Segment Start: EXTRACTED DATA

PR #1243, opened 2026-03-02
[PECOBLR-1121] Arrow patch to circumvent Arrow issues with JDk 16+

tejassp-db:
Databricks server shares query results in Arrow format for easy cross language functionality. The JDBC driver experiences compatibility issues with JDK 16 and later versions when processing Arrow results. 

This problem arises from stricter encapsulation of internal APIs in newer Java versions, which affects the driver's use of the Apache Arrow result format consumption with the Apache Arrow library. The JDBC driver is used in partner solutions, where they do not have control of the runtime environment, and the workaround of setting JVM arguments is not feasible. 

This PR patches some of the Arrow code to provide alternative JVM Heap based byte allocators that do not use native `MemoryUtil` based direct reads from off-heap memory. This implementation uses the native Arrow code path if feasible, else falls back to the patched code.

All the code has been tested for read compatibility with all Arrow types, latency benchmarks have been tested, and automated tests have been added as well.

During the course of this change it became necessary to also convert the project into a multi-module maven project

### DIFF
--- a/NEXT_CHANGELOG.md
+++ b/NEXT_CHANGELOG.md
@@ -7,6 +7,7 @@
 
 ### Updated
 - Fat jar now routes SDK and Apache HTTP client logs through Java Util Logging (JUL), removing the need for external logging libraries.
+- PECOBLR-1121 Arrow patch to circumvent Arrow issues with JDK 16+.
 
 ### Fixed
 - Fixed `rollback()` to throw `SQLException` when called in auto-commit mode (no active transaction), aligning with JDBC spec. Previously it silently sent a ROLLBACK command to the server.


tejassp-db:
Current github actions wont pass, because the current github workflows  are setup for a single module maven project. I have a separate branch to enable these test runs and I have run it from there.

- https://github.com/databricks/databricks-jdbc/actions/runs/22570820195
- https://github.com/databricks/databricks-jdbc/actions/runs/22570826007
- https://github.com/databricks/databricks-jdbc/actions/runs/22570816060
- https://github.com/databricks/databricks-jdbc/actions/runs/22570810937

PR #1255, opened 2026-03-06
Fix the JDK8 github action + make local build developer friendly + fix coverage

samikshya-db:
## Description
1. The JDK8 GH action is broken, this PR fixes it. 
2. This PR also adds a maven profile that does compile, run unit tests, and package and nothing else (similar to our old `mvn clean test`)
    1. What -Plocal skips:
      - NVD/dependency-check scan
      - Arrow patch tests (org.apache.arrow.memory.*)
      - Integration & fake service tests
      - Proxy, SSL, and logging tests

## Testing
- Run `mvn -pl jdbc-core -Plocal clean test`
- For packaging, `mvn -pl jdbc-core,assembly-uber install -Plocal`

Note : arrow specific tests are not relevant in jdk8 branch as it is specific for JDK16+

NO_CHANGELOG=true

### DIFF
--- a/jdbc-core/pom.xml
+++ b/jdbc-core/pom.xml
@@ -415,10 +415,15 @@
             <exclude>**/model/**</exclude>
             <exclude>**/thrift/generated/**</exclude>
 
-            <!-- Exclude patched Arrow classes from coverage -->
+            <!-- Exclude patched Arrow classes from coverage. All Arrow tests are tagged with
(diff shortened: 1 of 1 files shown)


samikshya-db:
@tejassp-db , For your comment
`If it works here then there is no need to add a profile for local`
No it does not work on local if the repo secrets are not exported locally. I do not want to run e2e locally that is. Moreover, the NVD checks take a long time if cache-key is not present. 

 In short - the local profile is just a convenience shortcut for developers here

Issue #1478, opened 2020-08-03
Relative import paths in JS modules


letmaik:
QuickJS seems to support relative import paths already. A test case for this should be added, and module names should be restricted to be paths only, currently they can be arbitrary strings. This will enable storing existing module libraries (without external imports) as-is in CCF, like [lodash](https://github.com/lodash/lodash/tree/es).

PR #1481, opened 2020-08-04
Support relative paths in js modules

letmaik:
Fixes https://github.com/microsoft/CCF/issues/1478.

### DIFF
--- a/python/ccf/proposal_generator.py
+++ b/python/ccf/proposal_generator.py
@@ -8,6 +8,7 @@ import json
 import os
 import sys
 import functools
+from pathlib import PurePosixPath
 from typing import Union, Optional, Any
 
 from loguru import logger as LOG  # type: ignore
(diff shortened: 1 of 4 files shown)


python/ccf/proposal_generator.py
```diff
@@ -268,7 +269,12 @@ def set_js_app(app_script_path: str, **kwargs):
 
 @cli_proposal
 def set_module(module_name, module_path, **kwargs):
-    if module_name.endswith(".js"):
+    module_name_ = PurePosixPath(module_name)
+    if not module_name_.is_absolute():
+        raise ValueError("module name must be an absolute path")
+    if any(folder in [".", ".."] for folder in module_name_.parents):
+        raise ValueError("module name must not contain . or .. components")
```
eddyashton, line 276: I may be missing something - doesn't the `is_absolute()` check above forbid this already?

letmaik: Nope

letmaik: `/foo/../bar.js` is still an absolute path.

eddyashton: Right - for some reason I assumed the path construction would normalise.

PR #1482, opened 2020-08-05
Ensure connections_test actually creates and exhausts fds

eddyashton:
Our `connections_test` e2e test is intended to test the behaviour of a CCF node when the file descriptor cap is reached. It does this by setting a low cap, and then creating many connections to the CCF node. However, creating our Python client connection doesn't necessarily claim a fd - this is only done lazily, at the first message on that connection.

This PR updates the test to send logging messages from the create connections, and asserts that once the cap is reached any future connections will receive errors.

### DIFF
--- a/tests/connections.py
+++ b/tests/connections.py
@@ -25,58 +25,77 @@ def run(args):
 
         primary_pid = primary.remote.remote.proc.pid
         num_fds = psutil.Process(primary_pid).num_fds()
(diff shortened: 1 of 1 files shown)


achamayou:
Thanks for catching that, in the days of the FTCP client, we would create a connection at client construction, but this hasn't been true since we switched to requests/curl of course.

PR #1484, opened 2020-08-05
node/npm app test

letmaik:


tests/modules.py
```diff
@@ -108,6 +133,49 @@ def test_module_import(network, args):
...
+    LOG.info("Calling npm app endpoints")
+    with primary.client("user0") as c:
+        body = [1, 2, 3, 4]
+        r = c.post("/app/npm/partition", body)
+        assert r.status_code == 200, r.status_code
+        assert json.loads(r.body) == [[1, 3], [2, 4]], r.body
+
+        r = c.post("/app/npm/pb", body)
+        assert r.status_code == 200, r.status_code
+        assert len(r.body) > 0, r.body
```
eddyashton, line 171: What's this call actually doing? This seems like a very weak assertion, can we add something more precise?

tests/npm-app/src/endpoints.js
```diff
@@ -0,0 +1,31 @@
...
+import protobuf from 'protobufjs/dist/protobuf.js'
+import * as rs  from 'jsrsasign';
+
+export function partition() {
+    // Example from https://lodash.com.
+    let arr = JSON.parse(body);
+    return JSON.stringify(_.partition(arr, n => n % 2));
+}
+
+export function pb() {
```
eddyashton, line 11: Can we call this `protobuf` rather than `pb`? NPM's `pb` is a real and very different thing: https://npm.runkit.com/pb

tests/modules.py
```diff
@@ -108,6 +133,49 @@ def test_module_import(network, args):
     return network
 
 
+@reqs.description("Test Node.js/npm app")
+def test_npm_app(network, args):
+    primary, _ = network.find_nodes()
+
+    LOG.info("Building npm app")
+    app_dir = os.path.join(THIS_DIR, "npm-app")
```
eddyashton, line 141: Could we do this under `build` (or whatever the current directory is when the test is run), rather than in `tests` with additional `.gitignore`? As far as I can see, that should be fine for the `modules` test, and only makes the demo HTML page a little more awkward?

letmaik: npm doesn't support out-of-tree installs, so we would have to copy the project to the build folder first. Should I do that?

tests/modules.py
letmaik: I changed it to be more strong. This endpoint is wrapping the input data in a simple protobuf message with an ad-hoc created schema.

tests/modules.py
eddyashton: After further discussion, we're happy to leave this under `tests/` for now, as this is how npm packages are usually built.

tests/npm-app/src/endpoints.js
```diff
@@ -0,0 +1,35 @@
...
+
+    // CCF doesn't support binary responses yet, so we'll convert the Uint8Array into a hex string.
+    let hex = [...buffer].map(b => ('00' + b.toString(16)).slice(-2)).join("");
+
+    return hex;
+}
+
+export function crypto() {
+    let response;
+    if (rs.KEYUTIL.generateKeypair) {
```
eddyashton, line 29: Are we not calling this because its so slow? If so, please add a comment noting that.

PR #1490, opened 2020-08-12
Add note explaining where to find keygenerator.sh

eddyashton:
Part of our docs were still pointing to a dead script file. I've added a note explaining where these scripts now live (under `python/utils/` rather than `tests/`). Every other reference to these (`scurl.sh`, `keygenerator.sh`, `submit_recovery_keyshare.sh`) uses relative paths so I think they're fine, but maybe this note should be somewhere more central/obvious since it applies everywhere?


doc/users/index.rst
```diff
@@ -5,12 +5,12 @@ To generate the certificate and private key of trusted users should be generated
...
 .. code-block:: bash
 
-    $ CCF/tests/keygenerator.sh --name user1
+    $ keygenerator.sh --name user1
     -- Generating identity private key and certificate for participant "user1"...
     Identity private key generated at:   user1_privk.pem
     Identity certificate generated at:   user1_cert.pem (to be registered in CCF)
 
-.. note:: See :ref:`developers/cryptography:Algorithms and Curves` for the list of supported cryptographic curves.
+.. note:: The ``keygenerator.sh`` script can be found in the :ref:`CCF Python package <users/python_tutorial:Python Client Tutorial>` or in the CCF repo under ``python/utils``. This is a simple wrapper around openssl - CCF will accept key may generated by other tools, as long as they are in the correct format and on a supported cryptographic curve. See :ref:`developers/cryptography:Algorithms and Curves` for the list of supported cryptographic curves.
```
jumaffre, line 13: "can be found in" -> "is installed as part of" maybe, since `keygenerator.sh` & co get installed in the path when `pip install ccf` is run?

PR #1492, opened 2020-08-12
Host memory validation

eddyashton:
We've been missing validation of ECall memory arguments for a long time. This restores those checks.

All arguments which point to a memory range should be checked to ensure they don't overlap with the enclave memory. There's an additional similar threat surface every time we read from the ringbuffer in enclave. I believe we either copy these into the enclave or parse simple types in-place, but haven't done a thorough audit.


douglasmaciver:
After the memory validation, the code must call `oe_lfence()` to protect against speculative threats.

PR #1493, opened 2020-08-12
Add example for proposal generation in Python

lynshi:
The existing example shows `ccf.proposal_generator` used as a command-line tool, and CCF tests use the `ccf.proposal_generator.ProposalGenerator` class which wraps proposal generation functions to write proposals and votes to disks as JSON (as expected by the `CurlClient` client implementation).

To generate proposals to be used with the `RequestClient`, proposal generation functions need to be called directly to get proposals and votes that can be submitted as the `body` argument of the client. This pull request adds such an example to the documentation.


doc/members/proposals.rst
```diff
@@ -67,6 +67,24 @@ Some of these subcommands require additional arguments, such as the node ID or u
...
+
+    proposal, vote = ccf.proposal_generator.open_network()
+
+    # Suppose `ccf_client` is an instance of `CCFClient` with 
+    # the default `RequestClient` client implementation.
+    response = ccf_client.post(
+        "/gov/proposals", body=proposal, signed=True,
+    )
+
+Avoid using the ``ccf.proposal_generator.ProposalGenerator`` class, which wraps the proposal generation functions to write proposals and votes to disk as JSON instead of directly returning dictionaries.
```
eddyashton, line 86: This isn't quite right. The `ProposalGenerator` class writes to file, but still returns the useable proposal. If it writes `proposal_foo.json`, it returns the string `"@proposal_foo.json"`, which both the `RequestClient` and `CurlClient` will treat curl-style (ie - use the contents of the path). This is how our tests generate proposals. The advantage is that the proposals can be inspected after the fact. So if the caller wants to inspect or modify the proposal as a dict, they can use `ccf.proposal_generator`, but in most cases they should also be able to use a `ccf.proposal_generator.ProposalGenerator` instance.

lynshi: That's my fault - I didn't read through `RequestClient` exactly and assumed it wouldn't work with the `@<filename>` input since `requests` calls take a `dict`. I thought the `ProposalGenerator` was just for the `CurlClient`.

lynshi:
@jumaffre I've moved the Python code to `tutorial.py` and also just verified that `tutorial.py` runs against a test network.

jumaffre:
@lynshi LGTM - thanks for updating `tutorial.py`. I have run our daily CI (the one that runs `tutorial.py` against a test network) against your branch and it is all happy: https://dev.azure.com/MSRC-CCF/CCF/_build/results?buildId=11660&view=logs&j=5435e0ac-25e5-5426-50be-61b0d0ea8d34&t=fe98d859-2537-5570-75af-de67d4290f3a. 

To fix the formatting error, could you run `black` on `tutorial.py`?

lynshi:
@jumaffre ran `black` and updated.

achamayou:
@lynshi mypy flags:

```
python/tutorial.py:109: error: "ProposalGenerator" has no attribute "open_network
python/tutorial.py:118: error: "ProposalGenerator" has no attribute "open_network"
```

lynshi:
@achamayou proposal generation methods on the `ProposalGenerator` class are auto-generated; at runtime the file is inspected for functions annotated with `cli_proposal`, and these functions are wrapped to write to disk and then attached to the class. I think the static type checker is unable to understand this.

How can we resolve this?

achamayou:
@lynshi one possibility may be https://mypy.readthedocs.io/en/stable/extending_mypy.html#current-list-of-plugin-hooks
> get_customize_class_mro_hook() 

But I haven't found good examples for it. The only alternative I can think of is to make the wrapper explicit:

```
write_output_to_disk(open_network(...))
```

eddyashton:
I think we can follow the suggestion at the end of [this](https://mypy.readthedocs.io/en/stable/common_issues.html#spurious-errors-and-locally-silencing-the-checker), ie add

```
    def __getattr__(self, a: str) -> Any:
        return getattr(self, a)
```

to `class ProposalGenerator`?

python/tutorial.py
```diff
@@ -86,3 +91,34 @@
...
+# SNIPPET_END: json_proposal
+
+# SNIPPET_START: json_proposal_with_file
+proposal, vote = generator.open_network(
+    proposal_output_path_="member0_open_network_proposal.json",
+    vote_output_path_="member0_open_network_vote_for.json",
+)
+# >>> proposal
+# '@./member0_open_network_proposal.json'
+# SNIPPET_END: json_proposal_with_file
```
eddyashton, line 124:
```suggestion
# SNIPPET_START: json_proposal_with_file
with open("my_open_network_proposal.json", "w") as f:
    f.write(json.dumps(proposal, indent=2))

# This is still valid though `proposal` is not a `dict`.
response = member_client.post("/gov/proposals", body="@my_open_network_proposal.json", signed=True,)
# SNIPPET_END: json_proposal_with_file
```

doc/members/proposals.rst
```diff
@@ -67,6 +67,37 @@ Some of these subcommands require additional arguments, such as the node ID or u
...
+    :language: py
+    :start-after: SNIPPET_START: json_proposal
+    :end-before: SNIPPET_END: json_proposal
+
+Proposal generation calls from a ``ProposalGenerator`` can optionally include file names specifying where to write output to, which allows you to save different proposals separately.
+
+.. literalinclude:: ../../python/tutorial.py
+    :language: py
+    :start-after: SNIPPET_START: json_proposal_with_file
+    :end-before: SNIPPET_END: json_proposal_with_file
```
eddyashton, line 99:
```suggestion
You may wish to write these proposals to files so they can examined or modified further. These proposal files can be submitted directly - ``CCFClient`` will treat string request bodies beginning with an ``@`` as file paths in the same way that ``curl`` does, and use the content of the file when sending.

.. literalinclude:: ../../python/tutorial.py
    :language: py
    :start-after: SNIPPET_START: json_proposal_with_file
    :end-before: SNIPPET_END: json_proposal_with_file
```

eddyashton (changes requested):
@lynshi After further discussion we've realised `ProposalGenerator` isn't a useful enough wrapper to expose - there's nothing special about the paths it generates, so clients can choose to write their proposals (or any request body) to file themselves. We've removed `ProposalGenerator` in #1513, and suggest the following changes in this PR - we don't call out the `"@file"` support elsewhere, and this still seems a sensible place to do so!

Sorry for the confusion, and thanks again for the PR. Happy to merge after #1513 with these changes included.

lynshi:
@eddyashton no problem! I've updated the files accordingly.

eddyashton (approved):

Segment End: EXTRACTED DATA

> _ACTIVITY_
Please tally how many lines in the listing above contain the word "nothing", and answer with the figure alone.

> _ANSWER BOX_
2